*YOUR OBJECTIVE*: Below are some records; state how many of their lines contain the word "addition", and add nothing.

*Saved data entries*:
PR #6785, opened 2021-05-19
Make Jax linesearch implementation closer to Scipy

### LINKED ISSUE #5284: JAX (vs Autograd) convergence and runtime problems?
I built a toy optimization script comparing JAX with Autograd in the minimization of a function using scipy.optimize.BFGS. Two issues:

1. with a start point x0 further from the minimum BFGS with JAX gradients failed to converge, but it converged with Autograd gradients.

2. with a start point x1 closer to the minimum BFGS converged with both gradients. However its runtime was 2.2 times slower with JAX gradients, despite using jit.

Why could this be happening?

Using the code below I get the following output:

> JAX converged with x0?: False
> JAX converged with x1?: True
> JAX elapsed time with x1: 1.44 sec
> 
> Autograd converged with x0?: True
> Autograd converged with x1?: True
> Autograd lapsed time with x1: 0.65 sec

```
import time
import scipy.optimize
import jax.numpy as jnp
import autograd.numpy as anp
import jax
import autograd

def rosenbrock(x):
    answer = sum(100.0*(x[1:]-x[:-1]**2.0)**2.0 + (1-x[:-1])**2.0)
    return answer

jEvalFunc = jax.jit(rosenbrock)
jGradFunc= jax.jit(jax.grad(rosenbrock))
aEvalFunc = rosenbrock
aGradFunc = autograd.grad(rosenbrock)

x0 = [76.0, 97.0, 20.0, 120.0, 0.01, 1e4]
x1 = [76.0, 97.0, 20.0, 120.0, 0.01, 1e2]
jx0 = jnp.array(x0)
jx1 = jnp.array(x1)
ax0 = anp.array(x0)
ax1 = anp.array(x1)

jOptimRes_x0 = scipy.optimize.minimize(fun=jEvalFunc, x0=jx0, method='BFGS', jac=jGradFunc)
startTime = time.time()
jOptimRes_x1 = scipy.optimize.minimize(fun=jEvalFunc, x0=jx1, method='BFGS', jac=jGradFunc)
jElapsedTime = time.time()-startTime

aOptimRes_x0 = scipy.optimize.minimize(fun=aEvalFunc, x0=ax0, method='BFGS', jac=aGradFunc)
startTime = time.time()
aOptimRes_x1 = scipy.optimize.minimize(fun=aEvalFunc, x0=ax1, method='BFGS', jac=aGradFunc)
aElapsedTime = time.time()-startTime

print("JAX converged with x0?: {}".format(jOptimRes_x0.success))
print("JAX converged with x1?: {}".format(jOptimRes_x1.success))
print("JAX elapsed time with x1: {:0.2f} sec".format(jElapsedTime))
print("")
print("Autograd converged with x0?: {}".format(aOptimRes_x0.success))
print("Autograd converged with x1?: {}".format(aOptimRes_x1.success))
print("Autograd lapsed time with x1: {:0.2f} sec".format(aElapsedTime))
```

### LINKED ISSUE #5292: jax.scipy.optimize.minimize convergence problem
I attempted to minimize a simple test function with scipy.optimize.minimize and with jax.scipy.optimize.minimize. I used identical parameters and start point. scipy.optimize.minimize converged to the function minimum but jax.scipy.optimize.minimize did not.

```python
import time
import scipy.optimize
import jax
import jax.numpy as jnp
import jax.scipy.optimize
import jax.config
import autograd.numpy as anp
import autograd

def zakharovFromIndices(x, ii):
    sum1 = (x**2).sum()
    sum2 = (0.5*ii*x).sum()
    answer = sum1+sum2**2+sum2**4
    return answer

def zakharov_jaxNumpy(x):
    ii = jnp.arange(1, len(x)+1, step=1)
    answer = zakharovFromIndices(x=x, ii=ii)
    return answer

def zakharov_autogradNumpy(x):
    ii = anp.arange(1, len(x)+1, step=1)
    answer = zakharovFromIndices(x=x, ii=ii)
    return answer

jEvalFunc = jax.jit(zakharov_jaxNumpy)
aEvalFunc = zakharov_autogradNumpy
aGradFunc = autograd.grad(aEvalFunc)

x0 = [600.0, 700.0, 200.0, 100.0, 90.0, 1e4]
toleranceChange = 1e-9
maxIter = 10000
jx0 = jnp.array(x0)
ax0 = anp.array(x0)

aOptimRes_x0 = scipy.optimize.minimize(fun=aEvalFunc, x0=ax0, method='BFGS', jac=aGradFunc)
jOptimRes_x0 = jax.scipy.optimize.minimize(fun=jEvalFunc, x0=jx0, method='BFGS')

print("scipy.optimize converged?: {}".format(aOptimRes_x0.fun<1e-6))
print("jax.scipy.optimize converged?: {}".format(jOptimRes_x0.fun<1e-6))
```

### LINKED ISSUE #6756: jax.scipy.optimize hangs
I'm comparing performance for the scipy BFGS implementation and the replica in jax, but the one in jax keeps hanging and/or being 100x slower. To make sure this is not only my system, I have verified that the code below hangs on Colab.
```python
import jax
import jax.numpy as jnp
import jax.scipy.optimize
import jax.random

jX = jnp.arange(-2, 8, 0.03) # A 1D evaluation grid
targetp = jnp.array(
    [1.3615158,  3.1700504,  0.3901142,  0.8582838,
     -0.24486497,  3.078153,  1.2610698,  2.276195,
     0.84759176,  1.563921, -0.91339713,  0.23969328]) # The "true" parameters

def fun(p): # This function was once auto-generated, so it looks silly
    arg1 = p[2] + p[3] * jnp.tanh(p[4]  + p[5] * jX)
    arg2 = p[6] + p[7] * jnp.log(jnp.abs(p[8] + p[9] * jnp.arctan(p[10] + p[11] * jX)))
    return p[0] + p[1] * arg1 * arg2

targety = fun(targetp)
def mse_loss(p):
    return ((fun(p) - targety) ** 2).mean()
```

I can optimize `mse_loss` just fine in scipy.optimize.minimize, but when I run the code below, the interpreter hangs on the second iteration:
```python
key = jax.random.PRNGKey(1337)
keys = jax.random.split(key, 10)

for k in keys: # Try optimize from different starting points
    x0 = targetp + jax.random.normal(k)
    optx = jax.scipy.optimize.minimize(mse_loss, x0, method='BFGS')
    print(optx.fun, optx.nfev)
```

I have verified this with and without GPU and with and without jitted functions.

[This](https://colab.research.google.com/drive/1sBwLh5w_XRDABHJB2SrmwZtOTXu33EOD) is a link to the above code in Colab.

GregCT:
Hi,

This contains a couple of changes to make Jax's BFGS implementation closer to Scipy's.
Specifically:
- Adds a maxiters to the _zoom function, which [matches Scipy](https://github.com/scipy/scipy/blob/2a4942d3ff21459e5bd66de7db9adc48fe571855/scipy/optimize/linesearch.py#L616) and will prevent optimization getting stuck in an infinite loop (should close #6756)
- Updates the line search to use [Scipy's heuristic](https://github.com/scipy/scipy/blob/2a4942d3ff21459e5bd66de7db9adc48fe571855/scipy/optimize/linesearch.py#L403) for the starting point, rather than just starting from 1
- Updates line search so that `dalpha` is always calculated as hi - lo [(as in Scipy)](https://github.com/scipy/scipy/blob/2a4942d3ff21459e5bd66de7db9adc48fe571855/scipy/optimize/linesearch.py#L565), regardless of min / max functions
- Small fixes so that internal state is propagated correctly in the line search
- Lowers the threshold for the saddle point, I think in practice this will probably now never fire and could just be removed

The various line search tweaks should also resolve #5284 and resolve #5292, and the change includes a test to ensure that this is the case.

Thanks,
Greg

### DIFF
--- a/jax/_src/scipy/optimize/bfgs.py
+++ b/jax/_src/scipy/optimize/bfgs.py
@@ -55,6 +55,7 @@ class _BFGSResults(NamedTuple):
   f_k: jnp.ndarray
   g_k: jnp.ndarray
   H_k: jnp.ndarray
+  old_old_fval: jnp.ndarray
   status: Union[int, jnp.ndarray]
   line_search_status: Union[int, jnp.ndarray]
 
@@ -108,6 +109,7 @@ def minimize_bfgs(
       f_k=f_0,
       g_k=g_0,
       H_k=initial_H,
+      old_old_fval=f_0 + jnp.linalg.norm(g_0) / 2,
       status=0,
       line_search_status=0,
   )
@@ -124,6 +126,7 @@ def minimize_bfgs(
         state.x_k,
         p_k,
         old_fval=state.f_k,
+        old_old_fval=state.old_old_fval,
         gfk=state.g_k,
         maxiter=line_search_maxiter,
     )
@@ -153,7 +156,8 @@ def minimize_bfgs(
         x_k=x_kp1,
         f_k=f_kp1,
         g_k=g_kp1,
-        H_k=H_kp1
+        H_k=H_kp1,
+        old_old_fval=state.f_k,
     )
     return state
 
--- a/jax/_src/scipy/optimize/line_search.py
+++ b/jax/_src/scipy/optimize/line_search.py
@@ -104,15 +104,16 @@ def _zoom(restricted_func_and_grad, wolfe_one, wolfe_two, a_lo, phi_lo,
   def body(state):
     # Body of zoom algorithm. We use boolean arithmetic to avoid using jax.cond
     # so that it works on GPU/TPU.
+    dalpha = (state.a_hi - state.a_lo)
     a = jnp.minimum(state.a_hi, state.a_lo)
     b = jnp.maximum(state.a_hi, state.a_lo)
-    dalpha = (b - a)
     cchk = delta1 * dalpha
     qchk = delta2 * dalpha
 
     # This will cause the line search to stop, and since the Wolfe conditions
     # are not satisfied the minimization should stop too.
-    state = state._replace(failed=state.failed | (dalpha <= 1e-10))
+    threshold = jnp.where((jnp.finfo(dalpha).bits < 64), 1e-5, 1e-10)
+    state = state._replace(failed=state.failed | (dalpha <= threshold))
 
     # Cubmin is sometimes nan, though in this case the bounds check will fail.
     a_j_cubic = _cubicmin(state.a_lo, state.phi_lo, state.dphi_lo, state.a_hi,
@@ -169,9 +170,9 @@ def _zoom(restricted_func_and_grad, wolfe_one, wolfe_two, a_lo, phi_lo,
             hi_to_lo,
             state._asdict(),
             dict(
-                a_hi=a_lo,
-                phi_hi=phi_lo,
-                dphi_hi=dphi_lo,
+                a_hi=state.a_lo,
+                phi_hi=state.phi_lo,
+                dphi_hi=state.dphi_lo,
                 a_rec=state.a_hi,
                 phi_rec=state.phi_hi,
             ),
@@ -191,6 +192,9 @@ def _zoom(restricted_func_and_grad, wolfe_one, wolfe_two, a_lo, phi_lo,
         ),
     )
     state = state._replace(j=state.j + 1)
+    # Choose higher cutoff for maxiter than Scipy as Jax takes longer to find
+    # the same value - possibly floating point issues?
+    state = state._replace(failed= state.failed | state.j >= 30)
     return state
 
   state = while_loop(lambda state: (~state.done) & (~pass_through) & (~state.failed),
@@ -213,7 +217,6 @@ class _LineSearchState(NamedTuple):
   phi_star: Union[float, jnp.ndarray]
   dphi_star: Union[float, jnp.ndarray]
   g_star: jnp.ndarray
-  saddle_point: Union[bool, jnp.ndarray]
 
 
 class _LineSearchResults(NamedTuple):
@@ -269,6 +272,11 @@ def line_search(f, xk, pk, old_fval=None, old_old_fval=None, gfk=None, c1=1e-4,
   else:
     phi_0 = old_fval
     dphi_0 = jnp.dot(gfk, pk)
+  if old_old_fval is not None:
+    candidate_start_value = 1.01 * 2 * (phi_0 - old_old_fval) / dphi_0
+    start_value = jnp.where(candidate_start_value > 1, 1.0, candidate_start_value)
+  else:
+    start_value = 1
 
   def wolfe_one(a_i, phi_i):
     # actually negation of W1
@@ -292,18 +300,12 @@ def line_search(f, xk, pk, old_fval=None, old_old_fval=None, gfk=None, c1=1e-4,
       phi_star=phi_0,
       dphi_star=dphi_0,
       g_star=gfk,
-      saddle_point=False,
   )
 
   def body(state):
     # no amax in this version, we just double as in scipy.
     # unlike original algorithm we do our next choice at the start of this loop
-    a_i = jnp.where(state.i == 1, 1., state.a_i1 * 2.)
-    # if a_i <= 0 then something went wrong. In practice any really small step
-    # length is a failure. Likely means the search pk is not good, perhaps we
-    # are at a saddle point.
-    saddle_point = a_i < 1e-5
-    state = state._replace(failed=saddle_point, saddle_point=saddle_point)
+    a_i = jnp.where(state.i == 1, start_value, state.a_i1 * 2.)
 
     phi_i, dphi_i, g_i = restricted_func_and_grad(a_i)
     state = state._replace(nfev=state.nfev + 1,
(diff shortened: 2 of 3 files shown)


hawkinsp:
It looks like a number of tests fail with this change.

jax/_src/scipy/optimize/bfgs.py
```diff
@@ -133,7 +136,15 @@ def body_fun(state):
...
         line_search_status=line_search_results.status,
     )
-    s_k = line_search_results.a_k * p_k
+    alpha_k = line_search_results.a_k
+    # If the step is too small in 32 bit mode then the optimizer can get stuck
+    # with a direction of zero - ensure that doesn't happen by setting a
+    # minimum step size.
+    if not jax.config.x64_enabled:
+      alpha_k = jnp.where(jnp.abs(alpha_k) < 1e-8,
+                          jnp.sign(alpha_k) * 1e-8,
```
shoyer, line 145: These thresholds looks suspiciously close to zero for float32. As a general rule of thumb, floating point arithmetic is accuracy up to some multiple of `np.finfo(dtype).eps`, which is roughly 1e-7 for float32 and 2e-16 for float64:
https://en.wikipedia.org/wiki/Machine_epsilon

jax/_src/scipy/optimize/line_search.py
```diff
@@ -298,11 +306,11 @@ def wolfe_two(dphi_i):
   def body(state):
     # no amax in this version, we just double as in scipy.
     # unlike original algorithm we do our next choice at the start of this loop
-    a_i = jnp.where(state.i == 1, 1., state.a_i1 * 2.)
+    a_i = jnp.where(state.i == 1, start_value, state.a_i1 * 2.)
     # if a_i <= 0 then something went wrong. In practice any really small step
     # length is a failure. Likely means the search pk is not good, perhaps we
     # are at a saddle point.
-    saddle_point = a_i < 1e-5
+    saddle_point = a_i < 1e-20
```
shoyer, line 313: 1e-20 seems suspiciously small for float32

jax/_src/scipy/optimize/bfgs.py
```diff
@@ -133,7 +136,15 @@ def body_fun(state):
         failed=line_search_results.failed,
         line_search_status=line_search_results.status,
     )
-    s_k = line_search_results.a_k * p_k
+    alpha_k = line_search_results.a_k
+    # If the step is too small in 32 bit mode then the optimizer can get stuck
+    # with a direction of zero - ensure that doesn't happen by setting a
+    # minimum step size.
+    if not jax.config.x64_enabled:
```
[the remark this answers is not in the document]
GregCT: I'm not 100% sure if the input type matters - because the jax arrays which have precision issues are all created inside the function, rather than the input arrays.

As another datapoint the test I wrote to test passing in a float32 input didn't compile, because the output type from the loop (float64 array created inside the function) was different to the input type (float32 array created outside).

Based on that I'd be inclined to leave it as it is, but obviously defer to you if you would prefer testing the input type?

jax/_src/scipy/optimize/line_search.py
```diff
@@ -104,9 +104,9 @@ def _zoom(restricted_func_and_grad, wolfe_one, wolfe_two, a_lo, phi_lo,
   def body(state):
     # Body of zoom algorithm. We use boolean arithmetic to avoid using jax.cond
     # so that it works on GPU/TPU.
+    dalpha = (state.a_hi - state.a_lo)
     a = jnp.minimum(state.a_hi, state.a_lo)
     b = jnp.maximum(state.a_hi, state.a_lo)
-    dalpha = (b - a)
     cchk = delta1 * dalpha
     qchk = delta2 * dalpha
```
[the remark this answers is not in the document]
GregCT: Makes sense - done 👍

jax/_src/scipy/optimize/bfgs.py
```diff
@@ -133,7 +136,15 @@ def body_fun(state):
...
+      alpha_k = jnp.where(jnp.abs(alpha_k) < 1e-8,
+                          jnp.sign(alpha_k) * 1e-8,
+                          alpha_k)
```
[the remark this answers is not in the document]
GregCT: Done

jax/_src/scipy/optimize/line_search.py
GregCT: Yep - higher thresholds were causing the optimizer to fail where it would have been able to converge given more time. However I was a bit wary of taking it out entirely (Chesterton's fence). I've deleted it in the updated commit, and can always bring it back if removing it does cause issues.

jax/_src/scipy/optimize/line_search.py
```diff
@@ -384,25 +386,28 @@ def body(state):
...
               state.i > maxiter,
               jnp.array(3),  # maxiter reached
               jnp.array(0),  # passed (should be)
           ),
-      ),
   )
+  # Step sizes which are too small causes the optimizer to get stuck with a
+  # direction of zero in  <64 bit mode - avoid this with  a minimum step size.
+  alpha_k = state.a_star
+  if not jax.config.x64_enabled:
```
shoyer, line 400: Is there any way we can detect this based on the `dtype` of some arrays? Or perhaps we can just do it in float64 mode too (with a much smaller threshold)?

We'd really like JAX to treat float32 values in a fully consistent way even if x64 mode is enabled, at least if the function is carefully written to only use float32 numbers internally and all the inputs are float32.

Even if that isn't true of the current `jax.scipy.optimize.minimize` routines, I would prefer not to introduce this explicit dependency on `jax.config`, which would be a step in the wrong direction.

shoyer (commented):
PR is looking like a great improvement! I just have my one persistent complaint about checking for x64 mode :)

jax/_src/scipy/optimize/line_search.py
GregCT: That makes sense - I've updated it to be dependent on the type of the array.

I used the number of bits from `jnp.finfo` so that it would also work for bfloat16, etc.

Happy to change that if there's a more standard way of checking the precision of `dtype` for arrays - I couldn't find an obvious helper but may have been looking in the wrong place.

hawkinsp:
@shoyer @froystig Is this ready to merge?

shoyer:
> @shoyer @froystig Is this ready to merge?

Yes, I think so!

shoyer (approved):

PR #6798, opened 2021-05-20
[jax2tf] Initial support for kwargs.

### LINKED ISSUE #6791: jax2tf does not preserve argument names
When converting a function from JAX to TensorFlow using experimental `jax2tf.convert`, the function arguments are not preserved, thus it is not possible to call the code with named instead of positional arguments.

For example, the following snippet will break:

```python
    def f_jax(x):
        return jnp.sum(x)
    
    f_tf = jax2tf.convert(f_jax)

    x = jnp.zeros(3)
    print(f_tf(x=x))
```

```
  File "test.py", line 8, in <module>
    print(f_tf(x=x))
TypeError: converted_fun() got an unexpected keyword argument 'x'
```

My workaround so far has been to wrap the converted function around another function, and then proceed to export the saved model. 

```python
    def f_jax(x):
        return jnp.sum(x)
    
    f_tf = jax2tf.convert(f_jax)
    f_wrap = lambda x: f_tf(x)

    x = jnp.zeros(3)
    print(f_wrap(x=x))
```

Since jax2tf is experimental, I expected to find some issues. However, this one is not listed as a [known issue](https://github.com/google/jax/tree/master/jax/experimental/jax2tf#known-issues). An important use case for this is to allow models with multiple inputs to be called via Tensorflow Serving.

saeta:
Fixes #6791


saeta:
@gnecula PTAL? I'm sure there's lots I'm doing wrong; feedback welcome! :-)

jax/experimental/jax2tf/jax2tf.py
```diff
@@ -206,19 +206,23 @@ def check_arg(a):
...
 
     # This function may take pytrees of TfVals. We can only set
     # tf.custom_gradient on functions that take a flat argument list.
-    args_flat, in_tree = tree_util.tree_flatten((args, {}))
+    args_flat, in_tree = tree_util.tree_flatten((args, kwargs))
 
     if polymorphic_shapes is None:
       polymorphic_shapes_ = (None,) * len(args)
     else:
+      if kwargs:
```
gnecula, line 224: I think that what may be better to do here is to say that we support polymorphic_shapes only for the positional arguments, and do not raise this error. The check in line 226 should still work, and your changes below in line 236 should take care of setting the kwargs to be shape monomorphic. So, the only thing to do is to drop this check here, and update the docstring.

BTW, this suggestion follows the model of what we do for vmap, where we have an `in_axes` (they apply only to positional arguments).

jax/experimental/jax2tf/tests/jax2tf_test.py
```diff
@@ -516,6 +516,15 @@ def jax_fn_array(x):
         tf_fn_array(np.array([3, 4, 5])), np.array([4.5, 10, 17.5],
                                                    jnp.bfloat16))
 
+  def test_kwargs(self):
+    # Re: https://github.com/google/jax/issues/6791
+    def f_jax(x):
```
gnecula, line 521: Would this test fail if we replace `x` with `y`? Probably not. Maybe the test would be clearer if `x` is forced to be a kwarg here?

jax/experimental/jax2tf/jax2tf.py
saeta: Excellent. That's great.

jax/experimental/jax2tf/tests/jax2tf_test.py
saeta: I've now forced `x` to be a `kwarg` by adding a `*`.

saeta:
PTAL? In particular, feedback regarding the text in the docstring would be appreciated!

gnecula (approved):
Thank you!

jax/experimental/jax2tf/tests/jax2tf_test.py
```diff
@@ -516,6 +516,15 @@ def jax_fn_array(x):
         tf_fn_array(np.array([3, 4, 5])), np.array([4.5, 10, 17.5],
                                                    jnp.bfloat16))
 
+  def test_kwargs(self):
+    # Re: https://github.com/google/jax/issues/6791
+    def f_jax(*, x):
+      return jnp.sum(x)
+    f_tf = jax2tf.convert(f_jax)
+    self.assertAllClose(
+      f_tf(x=jnp.zeros(3)),  # Call with kwargs.
```
gnecula, line 525: This test fails with JAX_ENABLE_X64=True. I think that you may need to force `jnp.zeros(3, dtype=jnp.float32)`. 

Note that unfortunately the jax2tf test do not run in GitHub, only internally, due to JAX not being ready to take a dependency on tf_nightly, which is needed for jax2tf. This means that test failures only pop up when we try to import the change in Google.

PR #6807, opened 2021-05-21
Reduce redundant calculations of `tan`, `erfc` and `rsqrt` jvp

lgeiger:
This is a minor change to the `jvp`s of `tan`, `erfc` and `rsqrt` to reuses some already computed values.
When jited I guess XLA will already do some of these optimizations automatically, so this shouldn't have a big performance impact, but it might help a bit in eager mode.


gnecula (approved):
LGTM, thanks!

mattjj:
Wow, nicely done, thanks for improving these.

PR #6819, opened 2021-05-24
Replace `pow()` with `sqrt()` or `square()` where possible

lgeiger:
This PR replaces `lax.pow()` with `lax.square()` or `lax.sqrt()` where possible. `lax.pow()` may be imprecise for floating-point values so switching to `lax.square()` should be preferred since it uses `lax.integer_power()` under the hood and might even be slightly faster.

### DIFF
--- a/jax/_src/random.py
+++ b/jax/_src/random.py
@@ -1019,7 +1019,7 @@ def _gamma_one(key, alpha):
   alpha = lax.select(lax.ge(alpha, one), alpha, lax.add(alpha, one))
 
   d = lax.sub(alpha, one_over_three)
-  c = lax.div(one_over_three, lax.pow(d, one_over_two))
+  c = lax.div(one_over_three, lax.sqrt(d))
 
   def _cond_fn(kXVU):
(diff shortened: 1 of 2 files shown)


gnecula (approved):
Nice! Thank you.

hawkinsp:
I'll note that XLA makes a similar transformation on `jit`-compiled programs, but of course that only applies under a jit: this is  certainly a good change! In addition to helping the non-`jit` case, it may also improve, say, autodiff a little bit.

lgeiger:
> I'll note that XLA makes a similar transformation on jit-compiled programs, but of course that only applies under a jit: this is certainly a good change! In addition to helping the non-jit case, it may also improve, say, autodiff a little bit.

Fair point! I think LLVM applies `pow(x, 2) -> square(x)` optimizations as well, but I wasn't sure about `pow(x, 0.5) -> sqrt(x)` since this is usually disabled, unless `-ffast-math` flag is used, since it might violate IEEE floating point spec.

PR #6825, opened 2021-05-24
add fingerprint to debugging log

colemanliyah:
Example Code and Output:

```
In [1]: import jax
   ...: jax.config.update("jax_distributed_debug", True)
   ...: def f(x):
xb.register_constant_handler(ShardedDeviceArray, _sharded_device_array_constant_handler)
   ...:     return x + 1
   ...: jax.pmap(f)(jax.numpy.ones(1))
```

```
WARNING:absl:
DISTRIBUTED_DEBUG_BEGIN
Initialized backend: cpu
  process_index: 0
  device_count: 1
  local_devices: [CpuDevice(id=0)]
DISTRIBUTED_DEBUG_END
WARNING:absl:
DISTRIBUTED_DEBUG_BEGIN
Initialized backend: cpu
  process_index: 0
  device_count: 1
  local_devices: [CpuDevice(id=0)]
DISTRIBUTED_DEBUG_END
WARNING:absl:
DISTRIBUTED_DEBUG_BEGIN
Running pmapped function: f
  python function: <function f at 0x7ff6d3785820>
  devices: None
  abstract args: [ShapedArray(float32[1])]
  fingerprint: None
DISTRIBUTED_DEBUG_END
Out[1]: ShardedDeviceArray([2.], dtype=float32)
```

### DIFF
--- a/jax/interpreters/pxla.py
+++ b/jax/interpreters/pxla.py
@@ -59,6 +59,10 @@ from . import partial_eval as pe
 from . import xla
 from . import ad
 
+# Built in Python lists don't support weak refs but subclasses of lists do.
+class WeakRefList(list):
+  pass
+
 if sys.version_info >= (3, 8):
   from functools import cached_property as maybe_cached_property
 else:
@@ -616,17 +620,19 @@ def xla_pmap_impl(fun: lu.WrappedFun, *args, backend, axis_name, axis_size,
                   global_axis_size, devices, name, in_axes, out_axes_thunk,
                   donated_invars, global_arg_shapes):
   abstract_args = unsafe_map(xla.abstractify, args)
-  compiled_fun = parallel_callable(fun, backend, axis_name, axis_size,
+  compiled_fun, xla_executable = parallel_callable(fun, backend, axis_name, axis_size,
                                    global_axis_size, devices, name,
                                    in_axes, out_axes_thunk,
                                    donated_invars, global_arg_shapes,
                                    *abstract_args)
+
   # Don't re-abstractify args unless logging is enabled for performance.
   if config.jax_distributed_debug:
     distributed_debug_log(("Running pmapped function", name),
                           ("python function", fun.f),
                           ("devices", devices),
-                          ("abstract args", map(xla.abstractify, args)))
+                          ("abstract args", map(xla.abstractify, args)),
+                          ("fingerprint", xla_executable.fingerprint))
   return compiled_fun(*args)
 
 @lu.cache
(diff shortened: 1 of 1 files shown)


jax/interpreters/pxla.py
```diff
@@ -621,13 +624,15 @@ def xla_pmap_impl(fun: lu.WrappedFun, *args, backend, axis_name, axis_size,
...
   # Don't re-abstractify args unless logging is enabled for performance.
   if config.jax_distributed_debug:
     distributed_debug_log(("Running pmapped function", name),
                           ("python function", fun.f),
                           ("devices", devices),
-                          ("abstract args", map(xla.abstractify, args)))
-  return compiled_fun(*args)
+                          ("abstract args", map(xla.abstractify, args)),
+                          ("Fingerprint", compiled_fun[1].fingerprint))
+  return compiled_fun[0](*args)
```
skye, line 635: Instead of using `compiled_fun[0]` and `compiled_fun[1]`, unpack these into two separate variables immediately at the `parallel_callable` call site with more descriptive names. Something like:
```
compiled_fun, xla_executable = parallel_callable(...)
```
(These still aren't the most descriptive names, but it's the best I can come up with)

jax/interpreters/pxla.py
```diff
@@ -621,13 +624,15 @@ def xla_pmap_impl(fun: lu.WrappedFun, *args, backend, axis_name, axis_size,
...
+
   # Don't re-abstractify args unless logging is enabled for performance.
   if config.jax_distributed_debug:
     distributed_debug_log(("Running pmapped function", name),
                           ("python function", fun.f),
                           ("devices", devices),
-                          ("abstract args", map(xla.abstractify, args)))
-  return compiled_fun(*args)
+                          ("abstract args", map(xla.abstractify, args)),
+                          ("Fingerprint", compiled_fun[1].fingerprint))
```
skye, line 634: Nit pick: the other logged fields are all lowercase, so make "fingerprint" all lowercase too :)

jax/interpreters/pxla.py
```diff
@@ -890,7 +895,8 @@ def parallel_callable(fun: lu.WrappedFun,
                                       handle_outs)
   compiled = xla.backend_compile(backend, built, compile_options)
   handle_args = partial(shard_args, compiled.local_devices(), input_indices)
-  return partial(execute_replicated, compiled, backend, handle_args, handle_outs)
+  returnable_list = list([partial(execute_replicated, compiled, backend, handle_args, handle_outs), compiled])
```
skye, line 898: Nit: instead of creating a variable `returnable_list`, I think it'll be easier to read if you do it like:
```python
execute_fun = partial(...)
return WeakRefList([execute_fun, compiled])
```
(This is also incorporating the list rename comment from above)

skye (changes requested):
Nice work!

skye:
Can you also update the PR description to include example output of the debug log with this change? This helps verify the logging actually looks like what we expect. You can copy/paste the whole DISTRIBUTED_DEBUG_BEGIN block from your test command.

skye (changes requested):
Just a few more tiny style comments! I also forgot that fingerprint returns None on non-TPU platforms. You'll be able to see more interesting fingerprints once we get you set up with Cloud TPU VMs (we can submit this change before then though).

skye (approved):
Looks good!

*RESULT OF THIS EXERCISE*: 2